A sensação de se estar em constante perigo é desgastante e destrói-nos lentamente. No caso das crianças pode provocar enormes retrocessos no seu desenvolvimento, que poderão nunca ser recuperados. É claro que não é só as crianças de países em guerra que podem sentir-se constantemente em perigo. Também ocorre em situações de violência doméstica, por exemplo, e com resultados muito semelhantes. Mas, por agora, foquemo-nos nas situações de conflito armado. 

As sirenes tocam toda a noite, a qualquer momento, impedindo um sono tranquilo. Mesmo os bebés que não compreendem o que se passa, não conseguem dormir com o barulho e agitação. 

Têm de fugir de suas casas. O seu porto seguro, o lugar onde deveriam sentir-se em paz, já não é seguro de todo. Para além da insegurança, todas as crianças precisam de manter a noção de pertença, a um grupo, a um espaço… com o potencial desaparecimento da sua casa, essa sensação de pertença desaparece. A vida pode nunca mais voltar ao que elas entendem como normal. Tudo o que eles conhecem agora é o medo, a fome, a sede, a solidão e a incerteza.

Onde está o pai?

Uma das mudanças mais drásticas e desastrosas que a guerra traz é a morte de pessoas próximas, pessoas que as crianças conhecem, amam, pessoas que são uma referência. Mas a morte não é a única que arranca estas pessoas às crianças.

Há muitas circunstâncias que podem provocar um afastamento da criança da família.

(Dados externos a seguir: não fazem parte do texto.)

PR #3577, opened 2020-05-19
Fix/update

### LINKED ISSUE #2827: Improve update procedure
[Issuehunt badges](https://issuehunt.io/r/BoostIo/Boostnote/issues/2827)

We need to fix https://github.com/BoostIO/Boostnote/blob/master/lib/main-app.js#L53.

## New spec

Boostnote detects any updates. It shows dialog box with `Download now` and `Ignore updates` on main window rather than sending notification. In the same time. If user click `Download`, do same.
If user choose `Ignore updates`, don't proceed and set `ignoreUpdates=true` to configuration.

If it is sets, the app won't check updates anymore until the user unset `ignoreUpdates` from the preferences. And add `Update` menu item so user can download the update when they are ready.

To suppress the further update checking, it sets `update-found` flag right before showing the dialog box with `Download now` and `Ignore updates`. So it won't ask again. And it discards the flag after downloading.

After the downloading is finished, do same as the current build. If the user chooses "not now" and click `Update` menu item, the app should show the update dialog(with `Quiti & update` and  `Not now` buttons) again.

## This improvement should resolve the below issues:
- https://github.com/BoostIO/Boostnote/issues/2306
- https://github.com/BoostIO/Boostnote/issues/1792
- https://github.com/BoostIO/Boostnote/issues/2718

---

<details>
<summary>
<b>IssueHunt Summary</b>
</summary>

### Backers (Total: $102.00)

- [boostio boostio](https://issuehunt.io/u/boostio) ($100.00)
- [siditsrivastava siditsrivastava](https://issuehunt.io/u/siditsrivastava) ($2.00)

### Tips

- Checkout the [Issuehunt explorer](https://issuehunt.io/r/BoostIo/Boostnote/) to discover more funded issues.
- Need some help from other developers? [Add your repositories](https://issuehunt.io/r/new) on IssueHunt to raise funds.
</details>

gregueiras:
## Description

boostnote

Fixed the About panel in preferences, as it was not storing the correct values in the preferences manager.

When a new update request is triggered, either by the auto-update or from clicking the update option in the menu, a dialog is shown where the user can disable auto-updates or download the new version.
After the download is finished, the user can apply the update and restart or postpone it.

## Issue fixed

Fixes #2827 

## Type of changes

## Checklist:

- :white_circle: This PR will modify the UI or affects the UX
- :white_circle: This PR will add/update/delete a keybinding

### DIFF
--- a/browser/main/modals/PreferencesModal/InfoTab.js
+++ b/browser/main/modals/PreferencesModal/InfoTab.js
@@ -20,21 +20,28 @@ class InfoTab extends React.Component {
     }
   }
 
+  componentDidMount() {
+    const { autoUpdateEnabled, amaEnabled } = ConfigManager.get()
+
+    this.setState({ config: { autoUpdateEnabled, amaEnabled } })
+  }
+
   handleLinkClick(e) {
     shell.openExternal(e.currentTarget.href)
     e.preventDefault()
   }
 
   handleConfigChange(e) {
-    const newConfig = { amaEnabled: this.refs.amaEnabled.checked }
+    const newConfig = {
+      amaEnabled: this.refs.amaEnabled.checked,
+      autoUpdateEnabled: this.refs.autoUpdateEnabled.checked
+    }
 
     this.setState({ config: newConfig })
   }
 
   handleSaveButtonClick(e) {
-    const newConfig = {
-      amaEnabled: this.state.config.amaEnabled
-    }
+    const newConfig = this.state.config
 
     if (!newConfig.amaEnabled) {
       AwsMobileAnalyticsConfig.recordDynamicCustomEvent('DISABLE_AMA')
@@ -59,15 +66,6 @@ class InfoTab extends React.Component {
       type: 'SET_CONFIG',
       config: newConfig
     })
-  }
-
-  toggleAutoUpdate() {
-    const newConfig = {
-      autoUpdateEnabled: !this.state.config.autoUpdateEnabled
-    }
-
-    this.setState({ config: newConfig })
-    ConfigManager.set(newConfig)
   }
 
   infoMessage() {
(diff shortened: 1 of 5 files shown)


ZeroX-DG:
Looks good but....I don't think forcing people click save button to save config for auto update check too is a good idea. 2 reasons:
1. UI: The auto check update is not in the same section with the analytics config so this will confuse user and they will end up not clicking save
2. UX: The analytics is an important setting since user will have to agree to share their usage. But auto update is not really that important so I think user should be able to enable this simply  by check or uncheck the checkbox.

@Rokt33r what do you think?

gregueiras:
I think both of those reasons make sense, I'll update it

browser/main/modals/PreferencesModal/InfoTab.js
```diff
@@ -20,21 +20,29 @@ class InfoTab extends React.Component {
...
   }
 
   handleConfigChange(e) {
-    const newConfig = { amaEnabled: this.refs.amaEnabled.checked }
+    const newConfig = {
+      amaEnabled: this.refs.amaEnabled.checked,
+      autoUpdateEnabled: this.refs.autoUpdateEnabled.checked
+    }
 
     this.setState({ config: newConfig })
```
ZeroX-DG, line 40: This function will change the `amaEnabled` value when you update `autoUpdateEnabled` even when users haven't click save yet. Demonstration:
Peek 2020-05-26 16-14

gregueiras: Thanks for catching that!

I've fixed it

boostnote

gregueiras:
Hey @Rokt33r,

can you please take a look at this?

Thanks!

gregueiras:
Hi @ZeroX-DG hope you are doing well! Can you please ping @Rokt33r so he can review this PR? Thanks! 😄

PR #853, opened 2022-03-06
Open tag panel by default

kocio-pl:
Left panel seems to be important tool for managing tags, so I think it should be open by default. 

It's especially important for the first time users to see it. Opening panel is described in the initial guiding tasks, but let's make it as easy as possible to discover this important feature, even without getting through the guide.

Current initial state looks like this:
Zrzut ekranu z 2022-03-06 11-49-44


diegogangl:
I personally agree, but let's see what @nekohayo think about this

diegogangl:
Thanks!

Issue #851, opened 2022-03-05
[Untouched tasks] plugin not initializing modified time from data file


kocio-pl:
It seems to me that this plugin does not work. I tested it with 0.6 flatpak version making just 1 day update period for `@untouched` tag, but the tag is not appearing in automatic mode, nor after clicking this item in menu.

Could anyone confirm it?

kocio-pl:
It looks like the problem is wrong modified time - it's evaluated as "now" (today) while starting GTG, instead of reading it from the data file. Modified time then gets updated every time you open it and stays the same if you don't (which is expected), but this means that you have to have GTG running for a month to see the plugin really working.

PR #856, opened 2022-03-07
Keep modified date when reading from file

kocio-pl:
Fixes https://github.com/getting-things-gnome/gtg/issues/851

When reading from file, there are multiple actions which are changing task modification date (like `set_date()` with other keys or `set_recurring()`). Therefore setting modification time needs to be the last action to not be overridden with current time. We don't want to treat mere initialization process as real task modification.

It affects untouched tasks plugin in the obvious way - it gets current time as task modification time, so it can't recognize forgotten ones. It may also affect other actions relying on modification time (maybe synchronization).


diegogangl:
Thanks! Sorry for the delay

PR #857, opened 2022-03-07
Fixing @untouched tag problems

kocio-pl:
Untouched tasks plugin adds `@untouched` tag with `@` included in the name, which confuses GTG - each task opening adds another copy of this tag. Skipping this character fixes the problem.


diegogangl:
A gift from the days of gtg sometimes adding an @, sometimes not. Merged, thanks!

Issue #825, opened 2022-02-27
Hide special tags


kocio-pl:
I'm not sure what is the use of showing special tags in tag list browser, I guess they should be hidden here:

![Zrzut ekranu z 2022-02-27 08-00-18](https://user-images.githubusercontent.com/5439713/155872035-2ca55015-597a-482f-b37b-d1cb91ef2b8b.png)

diegogangl:
Definitely a bug

kocio-pl:
It's good to remember to also hide saved searches, which look like `@__SAVED_SEARCH_$name` tag.

PR #858, opened 2022-03-08
Hide special tags in task editor popup

kocio-pl:
Fixes https://github.com/getting-things-gnome/gtg/issues/825

This patch hides all the special tags (including saved searches) from the tag popup in task editor.


diegogangl:
Works as advertised, thanks!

A mais comum é o facto de terem de fugir com as mães e os pais terem de ficar para trás. Porque o pai fica naquele sítio perigoso? 

O desaparecimento, mesmo que momentâneo de um dos progenitores é um dos eventos mais traumáticos da vida de uma criança. E eles sabem que essa pessoa está em perigo. 

Stress permanente

O stress é uma condição em que o indivíduo vivencia um desafio que está além das suas capacidades de enfrentamento. Esta poderia ser também uma das descrições da guerra.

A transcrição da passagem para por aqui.